On a School Shooting

Until about four years ago I lived in Pennsylvania’s Amish country.

It’s a beautiful area, though sometimes the smell of cow manure can be overpowering. But if you could put the stench aside lazy afternoon drives through the back roads of Lancaster county were amazing. Amish farmhouses have a distinct look to them, their fields were always neat and tidy. And sometimes, you’d have to stop and wait while little Amish boys drove cattle across the road.

One afternoon, it may have been in late spring, I drove past a little Amish schoolhouse on the road between Gap and Strasbourg. It was a gorgeous day — a clear blue sky, large white puffy clouds, a slight breeze and a temperature right around fifty-five, good jacket weather. The Amish children were outside playing baseball on a makeshift field. I stopped, pulled off the side of the road, and watched for maybe fifteen minutes. It was so incongruous, to see Amish children — the girls in their dresses, the boys in their dour jumpers, both groups wearing their wide-brimmed straw hats — playing baseball that gloriously beautiful afternoon. One of the girls waved at me. I waved back, though I felt as though I were intruding into their fun. The Amish may shun electricity and plumbing and all the modern niceties, but not baseball. Not baseball.

I think of that, because it’s a beautiful day. It’s glorious, and it’s warm after a few chillier days, and the air feels fresh and clear with just a bite of breeze. And I think of the Amish schoolhouse, the one I passed on that backcountry road, when I read that an armed gunman shot and killed six people at an Amish schoolhouse in southeastern Lancaster county:

A gunman killed six people at a one-room Amish schoolhouse Monday morning in Pennsylvania’s bucolic Lancaster County, and several others were taken to hospitals with injuries, authorities said.

“So far, six confirmed dead, and the helicopters are pulling into (Lancaster General Hospital) like crazy,” Coroner G. Gary Kirchner said.

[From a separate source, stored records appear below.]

Issue #157, opened 2026-03-23
[BUG] Qwen 3.5 VLM model crashes on subsequent requests with manual KV cache prefix matching


neon52:
**Describe the bug**
When using VLMModelFactory to load a multimodal model (specifically Qwen 3.5), reusing a ModelContainer for multiple sequential requests fails if manual KV cache prefix matching is employed.

While this pattern (finding a matching KV cache "slot" and initializing a TokenIterator with remainingTokens) works reliably for text-only models, VLM models appear to maintain internal state that is not cleared or updated correctly between perform blocks unless the entire ModelContainer is reloaded via VLMModelFactory.shared.loadContainer().

**To Reproduce**
1. Load a Qwen 3.5 VLM model (for example: https://huggingface.co/mlx-community/Qwen3.5-9B-MLX-4bit) using VLMModelFactory.shared.loadContainer.
2. Perform the first inference request using any KV cache (it will always succeed since it's a fresh ModelContainer)
3. For the 2nd request load a KV cache that is different than what was used for the 1st request and attempt to initialize a TokenIterator for the remaining tokens.  

On step 3 the app will crash with a broadcast_shapes mismatch error.  Note that I can workaround the issue by completely reloading the model before step 3, but this somewhat defeats the purpose of KV cache reuse.

Example code snippet
```swift
// Current workaround: uncommenting the lines below for VLM models only makes everything work
//let freshModelContainer = try await VLMModelFactory.shared.loadContainer(configuration: modelContainer.configuration)
//modelContainer = freshModelContainer

// Find the best matching KV cache or create a new one
let preparedUserInput = try await modelContainer.prepare(input: userInput)
let preparedTokens = preparedUserInput.text.tokens.asArray(Int.self)
let (bestCache, remainingTokens) = findBestCache(preparedTokens)

// Perform inference using the loaded KV cache
await modelContainer.perform { context in
    let tokenIterator = try TokenIterator(
        input: LMInput(tokens: MLXArray(remainingTokens).reshaped([1, -1])), 
        model: context.model,
        cache: bestCache
    )
    generateTokenTask(
        promptTokenCount: preparedTokens.count, // use the full prompt size here instead of remainingTokens.count so the stats are correct
        modelConfiguration: context.configuration,
        tokenizer: context.tokenizer,
        iterator: tokenIterator
    )
}
```

[...]

PR #164, opened 2026-03-27
feat: add ParoQuant (pairwise rotation quantization) support

spokvulcan:
## Summary

Adds support for [ParoQuant](https://arxiv.org/abs/2511.10645) (ICLR 2026) INT4-quantized models. ParoQuant uses learned pairwise Givens rotations to suppress weight outliers before quantization, achieving ~2.4% accuracy improvement over standard AWQ on reasoning tasks.

**What's included:**

- `RotateQuantizedLinear` — applies channel-scaling + pairwise Givens rotation to activations at runtime via Metal kernel, then feeds into standard `quantizedMatmul`
- `ParoQuantLoader` — loads AutoAWQ-format checkpoints, converts weight layout, and patches rotation layers with their learned parameters (theta, pairs, channel_scales)
- Qwen 3.5 fixes — `in_proj_ba` split in sanitize for PARO checkpoint compatibility, hybrid cache handling for mixed attention/Mamba layers
- 7 unit tests (pair packing, AWQ conversion, quantization round-trip)

## Agent benchmark results

We run a 14-scenario tool-calling benchmark (file reads, edits, multi-step instructions, clarification requests) on Apple Silicon. Results are multi-run averages.

| Model | Runs | Passed | Tool Acc | Dup Rate | tok/s | Peak Mem |
|---|---|---|---|---|---|---|
| **Qwen3.5-9B PARO (INT4)** | 4 | **7.2/14** | **85.7%** | **0.9%** | 51 | 9.0 GB |
| Qwen3.5-9B OptiQ (4.5-bit) | 4 | 6.2/14 | 84.3% | 3.1% | 40 | 8.3 GB |
| Qwen3.5-4B PARO (INT4) | 7 | 5.6/14 | 77.5% | 9.7% | 67 | 4.2 GB |
| Qwen3.5-4B (8-bit) | 7 | 4.3/14 | 79.6% | 12.3% | 58 | 5.6 GB |

The 9B PARO outperforms 4.5-bit mixed-precision (OptiQ) on scenarios passed, duplicate rate, and throughput while using comparable memory.

**Key finding:** an earlier version pre-baked rotations into quantized weights for +23% throughput. This degraded structured output quality on the 9B model (5/14 passed, 11% dups). Applying rotation to activations at runtime instead — keeping weights in their original INT4 form — restored accuracy at a small throughput cost.

## Test plan

- [x] Unit tests pass
- [x] End-to-end inference with Qwen3.5-4B-PARO and Qwen3.5-9B-PARO
- [x] Non-PARO Qwen 3.5 models still load correctly (regression check)
- [x] Agent benchmark on 4 model variants (table above)

### DIFF
--- a/Libraries/MLXLLM/Models/Qwen35.swift
+++ b/Libraries/MLXLLM/Models/Qwen35.swift
@@ -174,8 +174,7 @@ final class Qwen35GatedDeltaNet: Module {
     @ModuleInfo(key: "conv1d") var conv1d: Conv1d
     @ModuleInfo(key: "in_proj_qkv") var inProjQKV: Linear
     @ModuleInfo(key: "in_proj_z") var inProjZ: Linear
-    @ModuleInfo(key: "in_proj_b") var inProjB: Linear
-    @ModuleInfo(key: "in_proj_a") var inProjA: Linear
+    @ModuleInfo(key: "in_proj_ba") var inProjBA: Linear
 
     @ParameterInfo(key: "dt_bias") var dtBias: MLXArray
     @ParameterInfo(key: "A_log") var aLog: MLXArray
@@ -212,8 +211,7 @@ final class Qwen35GatedDeltaNet: Module {
 
         _inProjQKV.wrappedValue = Linear(hiddenSize, keyDim * 2 + valueDim, bias: false)
         _inProjZ.wrappedValue = Linear(hiddenSize, valueDim, bias: false)
-        _inProjB.wrappedValue = Linear(hiddenSize, numVHeads, bias: false)
-        _inProjA.wrappedValue = Linear(hiddenSize, numVHeads, bias: false)
+        _inProjBA.wrappedValue = Linear(hiddenSize, numVHeads * 2, bias: false)
 
         _dtBias.wrappedValue = MLXArray.ones([numVHeads])
         let a = MLXRandom.uniform(low: 0, high: 16, [numVHeads])
@@ -235,8 +233,9 @@ final class Qwen35GatedDeltaNet: Module {
 
         var qkv = inProjQKV(inputs)
         let z = inProjZ(inputs).reshaped(B, S, numVHeads, headVDim)
-        let b = inProjB(inputs)
-        let a = inProjA(inputs)
+        let ba = inProjBA(inputs)
+        let b = ba[0..., 0..., ..<numVHeads]
+        let a = ba[0..., 0..., numVHeads...]
 
         let convState: MLXArray
         if let cacheState = cache?[0] {
@@ -624,6 +623,17 @@ public class Qwen35TextModel: Module, LLMModel, KVCacheDimensionProvider {
             {
                 weights[k] = v + MLXArray(1, dtype: v.dtype)
             }
+        }
+
+        // Fuse in_proj_b + in_proj_a → in_proj_ba (eliminates 1 matmul dispatch per layer)
+        for k in Array(weights.keys) where k.hasSuffix(".in_proj_b.weight") {
+            let prefix = String(k.dropLast(".in_proj_b.weight".count))
+            let aKey = "\(prefix).in_proj_a.weight"
+            guard let bWeight = weights.removeValue(forKey: k),
+                let aWeight = weights.removeValue(forKey: aKey)
+            else { continue }
+            weights["\(prefix).in_proj_ba.weight"] = concatenated(
+                [bWeight, aWeight], axis: 0)
         }
 
         return weights
--- a/Libraries/MLXLLM/Models/Qwen35.swift
+++ b/Libraries/MLXLLM/Models/Qwen35.swift
@@ -626,20 +626,6 @@ public class Qwen35TextModel: Module, LLMModel, KVCacheDimensionProvider {
             }
         }
 
-        // Split pre-fused in_proj_ba → in_proj_b + in_proj_a
-        // (PARO checkpoints store these as a single fused key)
-        for k in Array(weights.keys) where k.hasSuffix(".in_proj_ba.weight") {
-            let prefix = String(k.dropLast(".in_proj_ba.weight".count))
-            guard weights["\(prefix).in_proj_b.weight"] == nil else { continue }
-            for suffix in [".weight", ".scales", ".biases", ".bias"] {
-                let baKey = "\(prefix).in_proj_ba\(suffix)"
-                guard let baVal = weights.removeValue(forKey: baKey) else { continue }
-                let half = baVal.dim(0) / 2
-                weights["\(prefix).in_proj_b\(suffix)"] = baVal[0 ..< half]
-                weights["\(prefix).in_proj_a\(suffix)"] = baVal[half...]
-            }
-        }
-
         return weights
     }
 }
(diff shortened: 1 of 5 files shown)


Libraries/MLXLMCommon/ParoQuant/RotateQuantizedLinear.swift
```diff
@@ -0,0 +1,238 @@
...
+    """
+}
+
+// MARK: - Kernel Cache
+
+/// Cached compiled Metal kernels keyed by tile size.
+/// `nonisolated(unsafe)` — kernel creation is idempotent (same tile size always produces
+/// the same compiled kernel), so concurrent stores are benign. Same pattern as
+/// `GatedDeltaKernelManager` in the existing codebase.
+nonisolated(unsafe) private var kernelCache: [Int: MLXFast.MLXFastKernel] = [:]
```
davidkoski, line 91: This has to use locks to protect it -- callers _will_ be multithreaded.

Libraries/MLXLMCommon/ParoQuant/ParoQuantLoader.swift
```diff
@@ -0,0 +1,482 @@
...
+    static let packFactor = 32 / bits  // 8 values per uint32
+    static let mask: Int32 = (1 << bits) - 1
+    static let shifts: [Int32] = (0 ..< 8).map { Int32($0 * bits) }
+    /// Inverse of AutoAWQ reorder [0,2,4,6,1,3,5,7] → [0,4,1,5,2,6,3,7]
+    static let inverseReorder = [0, 4, 1, 5, 2, 6, 3, 7]
+
+    // Pre-computed MLXArrays (created once, reused across calls)
+    nonisolated(unsafe) static let shiftsArray = MLXArray(shifts.map { Int64($0) }).reshaped(
+        1, 1, 8)
+    nonisolated(unsafe) static let reorderIndices = MLXArray(inverseReorder.map { Int32($0) })
```
davidkoski: I think this is doable, but _only_ if the arrays are evaluated.  Two threads can't consume unevaluated arrays safely.

We would want lazy eval, so this may need to be done with some locks and computed properties.

davidkoski: Are these only used at model load time (for unpacking)?  I wonder if we even need to cache these?  Maybe just make a function to return them?

That way they are deallocated when not used and I suspect that these are pretty cheap to create and dispose of during loading.  That would be cleaner all around, unless you have measurements showing that this is needed.

Libraries/MLXLLM/Models/Qwen35.swift
```diff
@@ -626,6 +626,20 @@ public class Qwen35TextModel: Module, LLMModel, KVCacheDimensionProvider {
             }
         }
 
+        // Split pre-fused in_proj_ba → in_proj_b + in_proj_a
+        // (PARO checkpoints store these as a single fused key)
```
davidkoski: Are there other models that might use this technique?  Does this belong as library code in the ParoQuantLoader or ParoQuantizedLinear?

Libraries/MLXLMCommon/ParoQuant/RotateQuantizedLinear.swift
```diff
@@ -0,0 +1,238 @@
...
+/// step before the standard quantized matmul.
+///
+/// Rotation is applied to activations at runtime via a Metal kernel, preserving
+/// the quantization-friendly properties of the original weights.
+nonisolated open class RotateQuantizedLinear: QuantizedLinear {
+
+    // Rotation parameters — discovered by Module reflection for update(parameters:)
+    let theta: MLXArray
+    let pairs: MLXArray
+    let channel_scales: MLXArray  // swiftlint:disable:this identifier_name
```
davidkoski: This can be done using `@ParameterInfo(key: "channel_scales")` and a normal swift variable name.

Libraries/MLXLMCommon/ParoQuant/RotateQuantizedLinear.swift
```diff
@@ -0,0 +1,238 @@
...
+        let packedPairs: MLXArray
+        let scalesFlat: MLXArray
+        let dim: Int
+        let halfGroup: Int
+        let numGroups: Int
+        let krot: Int
+    }
+
+    private var cached: CachedRotation?
+    private var cachedParams: MLXArray?
```
davidkoski: Modules cannot have any eval-time generated state, see #157.

Libraries/MLXLMCommon/ParoQuant/RotateQuantizedLinear.swift
```diff
@@ -0,0 +1,238 @@
...
+    }
+
+    private func rotate(_ x: MLXArray, cache c: CachedRotation) -> MLXArray {
+        let batch = x.dim(0)
+        let tile = batch <= 1 ? 1 : 4
+
+        // Cache params array — batch rarely changes during autoregressive generation
+        if batch != cachedBatch {
+            cachedParams = MLXArray([Int32(batch), Int32(c.dim), Int32(c.krot), Int32(groupSize)])
+            cachedBatch = batch
```
davidkoski: The model will be used in a multi-threaded context, so no mutation is allowed at eval-time.

davidkoski (changes requested):

JaeminKim-amoz (commented):
**COMMENT — concurrency concern**

Solid ParoQuant feature with good benchmarks. Well-structured with clear separation of loader, linear layer, and tests. Thorough tensor shape validation.

**Requested fix:**
- [MEDIUM] `kernelCache` in `RotateQuantizedLinear.swift` uses `nonisolated(unsafe)` with a plain dictionary. Dictionary mutation is not thread-safe — concurrent writes could race. Please add a lock or use an actor-isolated cache.
- [LOW] `FileManager.enumerator` in the loader is not filtered to top directory — nested safetensors in subdirectories would be loaded.

spokvulcan:
@davidkoski  thanks for the detailed review

Verified on 4B PARO and 9B PARO inside [BenchLocal](https://github.com/stevibe/BenchLocal) no perf or memory regression.

image
image

Libraries/MLXLMCommon/ParoQuant/RotateQuantizedLinear.swift
spokvulcan: kernelCache behind NSLock, same pattern as AbstractModelRegistry

Libraries/MLXLMCommon/ParoQuant/ParoQuantLoader.swift
spokvulcan: Dropped the static AWQ arrays, rebuilt inline in unpackAndReorder load-time only

Libraries/MLXLMCommon/ParoQuant/RotateQuantizedLinear.swift
spokvulcan: done

Libraries/MLXLMCommon/ParoQuant/RotateQuantizedLinear.swift
spokvulcan: Fixed no eval-time state, derived arrays are private _-prefixed fields, populated once by a new prepareDerivedRotationState() that the loader runs between update(parameters:) and eval(model)

Libraries/MLXLLM/Models/Qwen35.swift
spokvulcan: moved out of Qwen35.sanitize into splitFusedMambaProjections in ParoQuantLoader

davidkoski (approved):
Changes look good, thank you!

It was unclear if the shooter was among the six. State Police Cpl. Ralph Striebig said earlier that the shooter was dead.

Three girls, all in critical condition with gunshot wounds, were admitted to Lancaster General Hospital, spokesman John Lines told WGAL-TV. Officials at the Penn State Milton S. Hershey Medical Center confirmed that victims also were being admitted there. A spokeswoman said the hospital anticipated more than one patient.

Police surrounded the one-room school in southeast Lancaster County late Monday morning, and the Lancaster County 911 Web site reported that dozens of emergency units were dispatched to a “medical emergency” at 10:45 a.m.

Three dozen people in traditional Amish clothing, broad-brimmed hats and bonnets stood near the small school building, surrounded by a low white fence, speaking to one another and authorities. Others gathered with a group of children at a nearby farm while investigators stretched out in a line across a field searching for evidence.

The school is situated among farmlands just outside Nickel Mines, a tiny village about 55 miles west of Philadelphia.

I read this news article, and the word appalled simply isn’t strong enough. These events are just senseless, and something needs to be done. Banning guns would be the right place to start, because unfortunately gun violence has become a fact of American society. If we value ending gun violence in this country, we need to end the love affair with guns.

No one deserves this. No child deserves this. And Amish children certainly don’t deserve this. They should be doing other things — like learning, like farming, like driving their buggies down country roads, like even playing baseball on a day like today — but not fearing for their lives because of a madman with a gun, not laying bleeding and dying. There’s something sick and wrong about a society in which something like this can happen to a people so innocent and special and gentle and unique.

I doubt this was the schoolhouse I drove past. I certainly hope it was not. But it could have been, and now my special little, odd little memory of Amish children playing baseball is tinged with a sadness it doesn’t deserve because those children who were shot this morning could well have been the children I saw playing baseball those short years ago.

One thought on “On a School Shooting

  1. It really is a scary thing. That is a beautiful area and truthfully, that’s one of the last places I would expect something like that to happen. It’s also scary to think that I know a hundred ways into and out of my high school without setting off any alarms. I’ve only been in high school for a month and I could get in. We really need to rethink where this is stemming from.

    Naturally, banning gus comes to mind as a first step. Will we ever be able to stop people from getting guns? Along with banning guns we need to step up security at our high schools. This took place dangerously close to where I live and It’s a scary thing.

    Our country needs to do something about it. Some schools in my state employ one cop! One! There is no security at all in other schools. This is really a serious problem.